Some days are better than others. I came to terms with that a long time ago. However, when the bad days outweigh the good, when you have to take time off work because your head is too full of negativity to the point where you don’t have confidence to do your job to the level you want to, that’s the moment I realised I had to take a step back.
The first piece I wrote for Vent went down better than I ever thought it would. I’m really proud of it, and I’m so grateful to Vent for allowing me the space and platform to share my story. There was a part of me that thought being open and honest would make my own issues easier. People are clearly there to support me, outside of my family and friends.
I was wrong.
The hardest part is still having to be the rock. Knowing there are people in my family, who I care about, that are struggling with their own mental health makes me want to do everything I can to support them. Real life gets in the way, sure. I can’t see them as often as I’d like or have the meaningful conversations that I want to because I have responsibilities. But they know I’m always there.
That is exactly what I want. It’s how I need them to feel. But it can sometimes be a struggle. There are days where I can’t process how they must be feeling because I can barely process how I’m feeling.
These days, the part of my mind that I used to feel myself ‘slipping’ into is a place that I am all too aware exists. Dragging myself back into the positive hurts. I have a face that I need to keep on at work, around my family. My boyfriend is amazingly supportive and, whilst I don’t have to hide how I’m feeling to him, I can’t always keep the darkness at bay. I sit, seemingly in a bad mood, trying to enjoy our evenings together. But I’m stuck in my own head.

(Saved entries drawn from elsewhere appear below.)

PR #2524, opened 2022-10-14
Include virtual accounts in the account total count in balance details

PolariTOON:
The transactions from the virtual accounts were already included in the transaction list on the balance details page when checked on the balance page, but the total count displayed on the account selector was taking into account only the real accounts.

This fixes this mismatch by making the counter also include virtual accounts.

Virtual accounts still can't be directly selected in the selector menu and can only be accessed from the balance page.

```
### 🐛 Bug Fixes

* Include virtual accounts in the account total count in balance details
```


JF-Cozy (approved):
good catch 👍 
très bonne description de PR également ;)

PR #2533, opened 2022-11-04
feat: Ignore some webhooks for some events

doubleface:
At the moment, banks display an import success toast when any bank job
related to a banking connector successed.

Since it is now possible to have multiple konnector job successes for
the creation of one connection ore even on the deletetion of a
connection, we need to filter out some jobs.

Here are the rules to consider a job :

- The job is not a webhook (still possible run manually by the user)
- The job is a webhook of type CONNECTION_SYNCED

ACCOUNT_ENABLED, ACCOUNT_DISABLED and CONNECTION_DELETED jobs are
ignored for the detection of running jobs and for the display of success
or error toasts

```
### ✨ Features

* Do not display success or error toast for webhooks other than CONNECTION_SYNCED

```

### DIFF
--- a/src/ducks/context/JobsContext.spec.jsx
+++ b/src/ducks/context/JobsContext.spec.jsx
@@ -4,19 +4,39 @@ import JobsProvider, { JobsContext } from '../context/JobsContext'
 import { render, act } from '@testing-library/react'
 import CozyClient from 'cozy-client'
 
-export const createKonnectorMsg = (state, konnector, account) => ({
+export const createKonnectorMsg = (
+  state,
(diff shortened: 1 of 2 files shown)


src/ducks/context/JobsContext.spec.jsx
```diff
@@ -82,7 +86,7 @@ describe('Jobs Context', () => {
   })
 
   it('should not display job in progress', () => {
```
Crash--, line 88: Having a more representative test name wouldn't hurt

Crash-- (approved):

Issue #745, opened 2022-05-19
Verification/Front-end: Main framework


RamRamez:
The general framework includes background, menus and main window

divine-comedian:
Is there anyway to test this issue as a user?

PR #864, opened 2022-06-05
Added Verification context and getting project data in it and created…

alireza-sharifpour:
#745


MohammadPCh (approved):
Thank you @alireza-sharifpour

Issue #880, opened 2022-06-06
Add donation failed messages


RamRamez:
I added different donation failed modal for different cases:
1. donations failed
2. donation is mined but not saved on our DB
3. User rejected the transaction!
4. donation cancelled
5. unknown error (is same as failed error)

divine-comedian:
testing on `staging.giveth.io`

on the `donation is mined but not saved on our DB` modal we tell the user to contact support, maybe it would be helpful to provide a direct link? 
![image](https://user-images.githubusercontent.com/67759413/172681170-e776f63a-e954-4fbc-b59f-76d6196afca9.png)

what do you think for sending them to the #support channel on discord?
https://discord.gg/TeWHtAjNQT
we can make this text `Please contact our support team.` into a link to the url above

error message `donations failed` looks good

same with `User rejected the transaction!` - I would only suggest updating the text to `Transaction was rejected!` since you are talking to the user. keep it consistent with other messages that "talk" to the user.

How can I test the donation error message for `donation cancelled`?

RamRamez:
@divine-comedian To test cancelled donation, you can try to donate and while your donation is pending, try to cancel it in MetaMask.

In PR #904:
1. I added discord support channel link to donation not saved message
2. changed rejected message to `Transaction was rejected!`

divine-comedian:
testing on `staging.giveth.io` 

![image](https://user-images.githubusercontent.com/67759413/173134247-69be1d2d-170d-49e8-9052-f3fcf4a089a1.png)

new link added looks good 

new rejected message looks good.

tx cancelled also appears to be working

![image](https://user-images.githubusercontent.com/67759413/173135547-58b4ffc8-0261-499f-a9a5-04b93ff44983.png)

moving to DONE

PR #881, opened 2022-06-06
Add donation failed messages

RamRamez:
Ref. #880 

I added different donation failed modal for different cases:

1. donations failed
2. donation is mined but not saved on our DB
3. User rejected the transaction!
4. donation cancelled
5. unknown error (is same as failed error)


alireza-sharifpour (approved):
Thanks @RamRamez

PR #888, opened 2022-06-07
update head and metadata

divine-comedian:
update meta and head data to show updates


MohammadPCh:
@divine-comedian I think we can close this PR, am I right?

divine-comedian:
@MohammadPCh did you end up merging the other one you made with ahmad's updates?

MohammadPCh:
@divine-comedian 
Yes, I did them all.
but we have a new route, `/givpower`.
we can add it later.

PR #928, opened 2022-06-15
add user token validation before donating (develop branch)

RamRamez:


mateodaza (approved):
we should think for later adding a custom modal for letting the user know why it was logged out or asking him to sign in again

PR #941, opened 2022-06-16
Fixed add network on metamask

aminlatifi:
Updated gnosis-chain default nodeUrl parameter in config files


aminlatifi:
NOTE: current network switch cannot add network to metamask if it has not been added yet!

PR #943, opened 2022-06-17
Fixed add network on metamask

aminlatifi:
Updated gnosis-chain default nodeUrl parameter in config files


MohammadPCh (approved):
Thank you @aminlatifi

Issue #950, opened 2022-06-19
Add react hook form


MohammadPCh:
Use the `react-hook-form` for our forms. It makes everything about forms easier for us.

PR #951, opened 2022-06-19
Use react hook form

MohammadPCh:
- #950 
@mateodaza @RamRamez @alireza-sharifpour I'm eager to know your comments about this.

### DIFF
--- a/package.json
+++ b/package.json
@@ -48,6 +48,7 @@
 		"react-dom": "^18.0.0",
 		"react-dropzone": "^11.5.3",
 		"react-google-maps": "^9.4.5",
+		"react-hook-form": "^7.32.2",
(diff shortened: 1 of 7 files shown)


RamRamez:
Very nice, thanks @MohammadPCh 
I think we can add real-time validation to improve UX.
Also I suggest to merge this branch to verification develop branch to prevent conflicts result from some changes like regex

MohammadPCh:
Thank you @RamRamez 
We can set our revalidation policy in each form. so it's ok I think.
Yeah I implemented it here first then I will merge develop to verification-develop-branch as always ;)

RamRamez (approved):
Thanks @MohammadPCh

alireza-sharifpour (approved):
Thanks @MohammadPCh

Recently, it all became a bit too much.
Nothing specific triggered it, but there were days where I felt physically ill at the thought of having to approach the next morning and be the version of myself that people expect. My anxiety was through the roof, I felt like crying. Having to leave the supportive blanket of my home and my boyfriend and enter the real world on a Monday was my biggest fear.
On a Tuesday morning I had my weekly catch up with my boss. We discussed our usual business, what’s happening with the company and my team, and then he asked me how I was. And, for once, I was honest. I’m not okay.
I went home early that day and took the next day off. I made time for myself, I caught up on the couple of episodes of Doctor Who that I’d missed. I went for a walk across the city to get breakfast and walked the long way home. I felt guilty for having the time off, just to ‘sort out my own head’. But during that time away from the ‘real world’, I had a moment where everything became clear.
I got home from the walk and opened the notes app on my phone, and four lists appeared.
What makes me happy?
My boyfriend, my best friend, going on Adventures, reading, watching TV, playing video games, writing & creativity.
What can I do to amplify these?
Plan more weekend activities, get my passport for bigger adventures and to visit my best friend, find more time to watch new TV shoes and play games, start writing again!
What gets me down or frustrates me?
Money & Career, my weight and appearance.
What can I do to combat these?
Invest time in building up writing, producing and screenwriting skills, eat well, exercise more.
Once it was written in front of me, with actual, actionable goals, it made me realise that it is actually achievable. I can recognise what helps me out of the darkness and what can cause me to slip. I know what to do to boost the good and try and remove the bad.
My advice? Try and find the things and people in your life that can bring you out of the darkness. Recognise them. Try and use them.
Since needing to take time from work to deal with my mental health problems, I’ve considered getting professional help. After so many years of dealing with it myself, after so many years of ‘there are other people who need those services more than me’, I’m starting to feel like it could help.
I’m ready to be me but I know the struggle continues.